In our experience most experiments have somewhere between 2-10% contamination.

Vignette:

It is worth considering simply manually fixing the contamination fraction at a certain value. This seems like a bad thing to do intuitively, but there are actually good reasons you might want to. When the contamination fraction is set too high, true expression will be removed from your data. However, this is done in such a way that the counts that are most specific to a subset of cells (i.e., good marker genes) will be the absolute last thing to be removed. Because of this, it can be a sensible thing to set a high contamination fraction for a set of experiments and be confident that the vast majority of the contamination has been removed.
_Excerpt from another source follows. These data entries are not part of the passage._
PR #273, opened 2026-05-10
feat: opt-in fail-loud when AGENTMEMORY_URL is unreachable

TotalZack:
## Problem

`@agentmemory/mcp`'s standalone shim probes `/agentmemory/livez` and **silently falls back to local in-memory mode** on probe failure. Users on multi-machine self-hosted setups (Tailscale, Coolify) have no signal that their memories are landing in a local store rather than the configured shared backend.

## Fix

Two new env vars, both default-off (no behavior change for existing users), plus a visible stderr line on the previously-silent fallback path:

| Env var | Default | Effect |
|---|---|---|
| `AGENTMEMORY_REMOTE_REQUIRED` | unset | When `1` / `true` / `yes` / `on`: probe failure throws a structured `RemoteUnreachableError` instead of falling back to local. Recommended for production multi-machine deployments. |
| `AGENTMEMORY_LIVEZ_TIMEOUT_MS` | 2000 ms (same default as `AGENTMEMORY_PROBE_TIMEOUT_MS` since v0.9.7) | Override the probe timeout. Takes precedence over `AGENTMEMORY_PROBE_TIMEOUT_MS` so existing deployments that already set this env var continue to work unchanged. |

Plus: when `REMOTE_REQUIRED` is unset and probe fails, the shim now writes a single line to `stderr` — with `url`, `probeTimeoutMs`, and a hint at both env vars.

## Three operator-friendly modes

| Setup | Configuration |
|---|---|
| Indie dev (default, unchanged) | env unset → try remote, fall back to local with a visible stderr line if probe fails |
| Strict production multi-machine | `AGENTMEMORY_REMOTE_REQUIRED=1` → throw `RemoteUnreachableError` if probe fails |
| Local-only | `AGENTMEMORY_URL` unset or unreachable, no `REMOTE_REQUIRED` → local-only (existing behavior) |

## Changes vs v0.9.9

- `src/mcp/rest-proxy.ts`: `remoteRequired()` helper + `RemoteUnreachableError` class + merged `probeTimeoutMs()` that checks `AGENTMEMORY_LIVEZ_TIMEOUT_MS` first, then `AGENTMEMORY_PROBE_TIMEOUT_MS`; `resolveHandle()` throws on probe failure when `REMOTE_REQUIRED` is set; fallback path emits `process.stderr.write` (matching upstream's v0.9.7 style) instead of `logger.warn`
- `test/mcp-standalone-proxy.test.ts`: 3 vitest cases covering each operator mode

## Compatibility

- No behavior change for users with no env vars set
- `AGENTMEMORY_LIVEZ_TIMEOUT_MS` is a transparent alias — deployments using the old name keep working
- Rebased onto v0.9.9

## Summary by CodeRabbit

* **Documentation**
  * Updated changelog and README with guidance and example env settings for remote-backend resilience.

* **New Features**
  * Added AGENTMEMORY_LIVEZ_TIMEOUT_MS to customize remote health-probe timeout.
  * Added AGENTMEMORY_REMOTE_REQUIRED to opt into fail‑loud behavior instead of silent local fallback.
  * Enhanced stderr warning when remote /livez is unreachable (includes timeout and env var hints).

* **Tests**
  * Added tests covering timeout, fallback, and fail‑loud behaviors.

[Review Change Stack](https://app.coderabbit.ai/change-stack/rohitg00/agentmemory/pull/273)

### DIFF
--- a/CHANGELOG.md
+++ b/CHANGELOG.md
@@ -6,6 +6,12 @@ The format is based on [Keep a Changelog](https://keepachangelog.com/en/1.1.0/),
 
 ## [Unreleased]
 
+### Added (TotalZack/agentmemory fork — B1 patch, pending upstream PR #273)
+
+- **`AGENTMEMORY_REMOTE_REQUIRED` env var** — when set to `1` / `true` / `yes` / `on`, the standalone MCP shim refuses to fall back to in-memory local mode if the `/agentmemory/livez` probe fails at startup. Throws a structured `RemoteUnreachableError` instead. Default off, so existing users see no behavior change. Recommended for production multi-machine deployments.
+- **`AGENTMEMORY_LIVEZ_TIMEOUT_MS` env var** — overrides the probe timeout (alias for upstream's `AGENTMEMORY_PROBE_TIMEOUT_MS`; takes precedence). Default 2000 ms (same as upstream since v0.9.7). Useful on high-latency networks (Tailscale across regions, slow Coolify boots) where the default trips the silent-fallback path even when the backend is healthy.
+- **Visible stderr line on silent local fallback** — when `AGENTMEMORY_URL` points at a remote backend but the `/livez` probe fails and `REMOTE_REQUIRED` is unset, the shim now emits a warning on stderr (with `url`, `probeTimeoutMs`, and a hint at the two env vars).
+
 ## [0.9.9] — 2026-05-11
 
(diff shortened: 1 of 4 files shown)


TotalZack:
Just to clarify the **Real-world validation** section in the PR body — the Hetzner / Coolify / Tailscale specifics there describe one concrete dev environment that was used to reproduce both the silent-fallback bug and verify the fix end-to-end. The bug + fix apply to **any** self-hosted setup where the agentmemory backend sits behind a private overlay network (Tailscale, WireGuard, ZeroTier, in-cluster service mesh, etc.), where 500 ms is sometimes not enough probe headroom. The fix is platform-neutral.

Folgecommit `882037e` addresses the three CodeRabbit nitpicks (full env var name in CHANGELOG, fallback wording in README, neutral wording for `RemoteUnreachableError.message`). Pushed as a separate commit so the original B1 work and the review-feedback fixes stay readable in history.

Even when you have a good estimate of the contamination fraction, you may want to set the value used artificially higher. SoupX has been designed to be conservative in the sense that it errs on the side of retaining true expression at the cost of letting some contamination to creep through. Our tests show that a well estimated contamination fraction will remove 80-90% of the contamination (i.e. the soup is reduced by an order of magnitude). For most applications this is sufficient. However, in cases where complete removal of contamination is essential, it can be worthwhile to increase the contamination fraction used by SoupX to remove a greater portion of the contamination.

Our experiments indicate that adding 5% extra removes 90-95% of the soup, 10% gets rid of 95-98% and 20% removes 99% or more.

...

...mitochondrial genes are over represented in the background compared to cells, presumably as a result of the soup being generated from distressed cells.

How it works

Input

unfiltered counts matrix
filtered count matrix (empty drops removed)
preliminary clustering

Process

Find genes specific to clusters that are also highly expressed in empty cells
Look at expression of those genes in non-expressing clusters
- not super clear, is this clusters of empty cells?
Contamination is calculated on a per-cell basis for all gene/cluster combinations
Update global posterior contamination estimate from observations & prior
Report contamination fraction as maximum of posterior distribution
Update counts matrix based on contamination fraction, trying to preserve expression and variability in clusters that have ‘true’ expression of the gene

Runtime considerations

SoupX should be performed on a per-channel basis.

Requires clustering information, though it claims to be ‘not strongly sensitive to the clustering used’, so the default clustering from Cellranger is sufficient

roundToInt parameter of adjustCounts() is stochastic and is not recommended by the authors.

Has wrapper function for pulling in all necessary 10x data, but it doesn’t seem to work with Cellranger Multi outputs, so you have to manually load them in.

Genes can be manually specified rather than automatically detected, but this is more involved and requires some knowledge of the cells you expect to see. They suggest the automatic method is sufficient for most use cases.

It seems worthwhile to run, estimate contamination fraction, and possibly look at results with and without SoupX.

QC and introspection

Compare ratio of adjusted counts to previous counts, see which genes were most affected. You should expect to see highly specific markers and mitochondrial genes.

SoupX::plotChangeMap() can layer soup fraction estimations on a Umap or other dim redux plot.